• **YOUR OBJECTIVE**
Below are records; please set down exactly the lines from the first through the one containing "My current problem".
= = = = = = =
PR #3566, opened 2020-04-28
Disallow downgrades to too old versions

### LINKED ISSUE #3004: Prevent downgrades to an older version than the one shipped with the current ruby
My current problem is that (don't ask me why, please :rofl:) I run `gem update --system 1.3.0`, and while the downgrade itself worked, that broke my `rubygems` & `bundler` installation because modern rubies don't work with such old `rubygems` versions.

Since, for each ruby version, we only test `bundler` against the `rubygems` versions higher than or equal to the `rubygems` version that shipped with that ruby, I propose that we forbid `gem update --system <target_version>` if `<target_version>` is lower than the `rubygems` version the currently running ruby shipped with.

This issue is related to:

  - [ ] Network problems
  - [x] Installing a library
  - [ ] Publishing a library
  - [x] The command line `gem`
  - [ ] Other

deivid-rodriguez:

The problem is that for each ruby, we only test rubygems versions higher than or equal to the rubygems version that came with that ruby. So we don't really know if older versions actually work under that ruby.

My fix is to prevent downgrading past the original version shipped with each ruby.

For the implementation, I considered different alternatives like:

* Keeping a static list of supported versions.
* Parsing the `rubygems.rb` inside `RbConfig::CONFIG["rubylibdir"]` to figure out the original ruby.

But finally went with the current approach of finding the version through a subprocess that uses that ruby.

Fixes #3004.

# Tasks:

- [x] Write tests


deivid-rodriguez:
I switched to a simpler approach motivated by https://github.com/rubygems/rubygems/issues/3004#issuecomment-620706716.

I also [saved the initial implementation to a separate branch](https://github.com/rubygems/rubygems/tree/minimum_versions_per_ruby) so that we can pick it up again in the future if we decide to try it.

lib/rubygems/commands/update_command.rb
```diff
@@ -75,6 +75,13 @@ def check_latest_rubygems(version) # :nodoc:
     end
   end
 
+  def check_oldest_rubygems(version) # :nodoc:
+    if oldest_supported_version > version
+      alert_error "rubygems #{version} is not supported. The oldest supported version is #{oldest_supported_version}"
```
simi, line 80: Do we need to fail here? Isn't warning enough here?

lib/rubygems/commands/update_command.rb
```diff
@@ -306,4 +315,10 @@ def which_to_update(highest_installed_gems, gem_names, system = false)
     result
   end
 
+  private
+
+  def oldest_supported_version
+    @oldest_supported_version ||= Gem::Version.new("2.5.2")
```
simi, line 321: What's the rationale behind deciding to support `>= 2.5.2` for now?

lib/rubygems/commands/update_command.rb
deivid-rodriguez: The related ticket proposed to prevent downgrades, warnings were not consider.

As I explained in the related ticket, when I downgraded to a very old rubygems, my ruby installation was completely messed up (rubygems is specially sensible to these issues since it's required by ruby by default). A warning wouln't have saved me from anything.

So, yeah, if we don't test against a specific rubygems version, I prefer to call it not supported and prevent downgrades.

lib/rubygems/commands/update_command.rb
deivid-rodriguez: It's the rubygems version that comes by default with the oldest ruby that we support (2.3).

simi: I'm just thinking about the way to not forget about this to move forward once 2.3 support would be dropped.

lib/rubygems/commands/update_command.rb
deivid-rodriguez: Also note that if you really want to downgrade to an ancient version and mess up your installation, you can still do it: downgrade to a rubygems version without this feature, and from there downgrade to wherever :)

lib/rubygems/commands/update_command.rb
simi: maybe some kind of `Ruby 2.3` related comment would be enough

deivid-rodriguez: Aha. I'll add a more useful test that will break if we forget to do that :+1:.

hsbt, line 321: Can you add the comment about the Ruby version? It's hard to understand the Ruby version from RubyGems version.

deivid-rodriguez: Yes, I will, good point :+1:.

bronzdoc: Maybe instead of a comment put it in a constant?

deivid-rodriguez: What should I put in a constant?

deivid-rodriguez: Oh, I see. Yiu mean something like `RUBYGEMS_VERSION_PROVIDED_BY_RUBY_2_3` or something like that?

bronzdoc: Yes

bronzdoc: `RUBYGEMS_VERSION_PROVIDED_BY_OLDEST_RUBY_SUPPORTED`? :shipit:

Issue #3557, opened 2020-04-26
Send notifications to maintainers slack channel when "head" builds break


deivid-rodriguez:
A while ago we configured builds against ruby-head to not run for every PR but daily.

However, I was expecting Github to email or notify somehow when these builds fail, but it does not do that, actually.

So we should enhance scheduled builds to let us know when they break.

I think ideally we would:

* Save the result of the previous run to an artifact. Ideally including number and location of failures.
* When the scheduled run finishes, compare the result with the previous run, and if it changed, send a slack notification with the changes.

For a first version though it would be enough to notify the channel on every fail, although perhaps it would better be a separate channel to avoid too much noise on the maintainers channel.

I found https://github.com/rtCamp/action-slack-notify which could be useful.

deivid-rodriguez:
This actions sounds more appropriate: https://github.com/8398a7/action-slack

deivid-rodriguez:
Yesterday, our daily `truffleruby-head` build [started failing](https://github.com/rubygems/rubygems/actions/runs/153444893) and we didn't get notified.

And I have no idea why :disappointed:

deivid-rodriguez:
Fixed by https://github.com/rubygems/rubygems/pull/3786.

PR #3573, opened 2020-04-30
Notify ruby-head build in slack

bronzdoc:
https://github.com/rubygems/rubygems/issues/3557

-----

### DIFF
--- a/.github/workflows/daily-bundler.yml
+++ b/.github/workflows/daily-bundler.yml
@@ -30,4 +30,30 @@ jobs:
         run: |
           bin/rake spec:all
         working-directory: ./bundler
+
+      - uses: actions/download-artifact@v2
+        with:
+          name: status
+          path: previous_status.txt
+      - name: Save fail status
+        if: failure()
+        run: echo "FAIL" > status.txt
+      - name: Save pass status
+        if: success()
+        run: echo "PASS" > status.txt
+      - name: Compare with previous run
+        run: echo "::set-env name=STATUS_CHANGED::$(diff status.txt previous_status.txt; echo $?)"
+
+      - uses: 8398a7/action-slack@v3
+        with:
+          status: ${{ job.status }}
+          fields: repo,message,commit,author,action,eventName,ref,workflow
+        env:
+          SLACK_WEBHOOK_URL: ${{ secrets.SLACK_WEBHOOK_URL }} # required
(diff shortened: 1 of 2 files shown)


deivid-rodriguez:
My idea here would be to save the status of the previous head build to an artifact, and use that to only send notifications when the status has changed.

The rationale is that we don't want to get overwhelmed with useless notifications. We only want to know when the build gets broken, and if someone fixes it, when it starts being green again. Once it's broken we don't need daily notifications to remind us the same thing, and once it's green we don't need daily notifications to remind us that it's green.

Completely untested, but the gist would be something like:

```yaml
- uses: actions/download-artifact@v2
  with:
    name: status
    path: previous_status.txt

- name: Save fail status
  if: failure()
  run: echo "FAIL" > status.txt

- name: Save pass status
  if: success()
  run: echo "PASS" > status.txt

- name: Compare with previous run
  run: echo "::set-env name=STATUS_CHANGED::$(diff status.txt previous_status.txt; echo $?)"

- uses: 8398a7/action-slack@v3
  with:
    status: ${{ job.status }}
    fields: repo,message,commit,author,action,eventName,ref,workflow
    env:
      SLACK_WEBHOOK_URL: ${{ secrets.SLACK_WEBHOOK_URL }} # required
    if: env.STATUS_CHANGED != '0'

- uses: actions/upload-artifact@v2
  with:
    name: status
    path: status.txt
```

deivid-rodriguez:
This is awesome. We should add the same kind of thing to `daily-bundler.yml` as well.

bronzdoc:
@deivid-rodriguez 👀

bronzdoc:
@deivid-rodriguez yeah, I was going to ask that. Let's merge it then :shipit:

deivid-rodriguez:
Actually, I just realized that unless there's a way to manually upload an artifact, we're going to need to do this in two steps.

First change the workflow to only upload the artifact with the build status, and then add the rest of the stuff. Because otherwise the initial artifact download is going to fail because there will be no such artifact, right?

deivid-rodriguez:
Ok, so there should be a "fun" but easy fix:

* Push a branch named "foo" that modifies the relevant workflows to run on `push` events on branch "foo", and remove the all the changes you added here except for the final "upload_artifact" part.

That should result in the current status properly uploaded as an artifact and should make the future scheduled run work I believe.

PR #3575, opened 2020-04-30
Speed up some terribly slow tests

deivid-rodriguez:

The problem was that some tests, 4 to be precise, were really really slow, because each of them created 500 dummy gems in 500 separate subprocesses.

My fix is to, instead of making a very big index so that the API request limit is reached, we should mock the API request limit, so that creating dummy gems is not needed.

This results in a 99% improvement on the sequential running time of these tests, which brings it down from 4 minutes to 4 seconds on my machine, and I believe it could make specs actually runnable under jruby.

# Tasks:

- [ ] Write tests


deivid-rodriguez:
I'm going to merge this since it's quite noticeable, so it helps me with my compulsive running of bundler specs.

simi:
:shipit:

Issue #3578, opened 2020-04-30
Improve error message if `rake` is not found when building a "Rakefile" extension


deivid-rodriguez:
If one of the dependencies uses `rake` to compile its extension, but doesn't declare `rake` as a dependency, one get an error like the one in https://github.com/rubygems/rubygems/pull/2326.

We could probably improve the error message to suggest potential remediation steps.

simi:
Should we maybe warn on build time when `Rakefile` extension is provided, but `rake` is not added as a dependency?

deivid-rodriguez:
I think that's a very nice idea.

PR #3580, opened 2020-04-30
Add build warning when rake based extension is present without rake dep...

simi:
potentially closes https://github.com/rubygems/rubygems/issues/3578

### DIFF
--- a/lib/rubygems/ext/build_error.rb
+++ b/lib/rubygems/ext/build_error.rb
@@ -2,5 +2,7 @@
 ##
 # Raised when there is an error while building extensions.
 
+require 'rubygems/exceptions'
+
 class Gem::Ext::BuildError < Gem::InstallError
 end
--- a/lib/rubygems/specification_policy.rb
+++ b/lib/rubygems/specification_policy.rb
@@ -1,4 +1,3 @@
-require 'rubygems/ext'
 require 'rubygems/user_interaction'
 
 class Gem::SpecificationPolicy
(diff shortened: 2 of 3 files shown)


lib/rubygems/specification_policy.rb
```diff
@@ -417,6 +420,15 @@ def validate_removed_attributes # :nodoc:
     end
   end
 
+  def validate_extensions # :nodoc:
+    builder = Gem::Ext::Builder.new(@specification)
+
+    rake_extension = @specification.extensions.any? {|s| builder.builder_for(s) == Gem::Ext::RakeBuilder }
```
simi, line 426: This can be moved to Gem`::Ext::Builder` as well and we can just call `builder.rake_extension?` in here. WDYT?

simi:
:information_source: not sure why some builds were cancelled. CI failures look unrelated to this change.

MSP-Greg:
>  not sure why some builds were cancelled

```yaml
    strategy:
      fail-fast: false
```

lib/rubygems/ext/build_error.rb
```diff
@@ -2,5 +2,7 @@
 ##
 # Raised when there is an error while building extensions.
 
+require 'rubygems/exceptions'
```
deivid-rodriguez, line 5: Why this new require?

lib/rubygems/specification_policy.rb
deivid-rodriguez: Looks good to me either as is or moving the method, whatever you prefer.

lib/rubygems/specification_policy.rb
```diff
@@ -417,6 +420,17 @@ def validate_removed_attributes # :nodoc:
...
+    rake_dependency = @specification.dependencies.any? {|d| d.name == 'rake'}
+
+    warning <<-WARNING if rake_extension && !rake_dependency
+You have specified rake based extension, but rake is not added as dependency. It is recommended to add rake as a dependency since there's no guarantee rake will be already installed.
```
deivid-rodriguez, line 430: Normally `rake` is put in the `Gemfile` by the default `bundle gem` generator. To prevent any confusion, maybe it'd be good to specify "added as a dependency in your gemspec file", or mention the gemspec in some other way.

lib/rubygems/ext/build_error.rb
simi: otherwise I got error running test, but I can take a look if that's not test problem

deivid-rodriguez: Oh, I see the "require chain" now and how the error happens.

This specific require makes sense to me since a constant it defines is used right after.

What I would maybe do is moving the `rubygems/ext` require in `lib/rubygems/specification_policy.rb` to the first line inside the new `validate_extensions` method to make sure we don't load more code than necessary upfront.

simi: done

lib/rubygems/specification_policy.rb
simi: ok, let's keep it simple for now as is

lib/rubygems/specification_policy.rb
simi: I have mentioned gemspec. Can you check again?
= = = = = = =
• **ANSWER SPACE**
PR #3566, opened 2020-04-28
Disallow downgrades to too old versions

### LINKED ISSUE #3004: Prevent downgrades to an older version than the one shipped with the current ruby
My current problem is that (don't ask me why, please :rofl:) I run `gem update --system 1.3.0`, and while the downgrade itself worked, that broke my `rubygems` & `bundler` installation because modern rubies don't work with such old `rubygems` versions.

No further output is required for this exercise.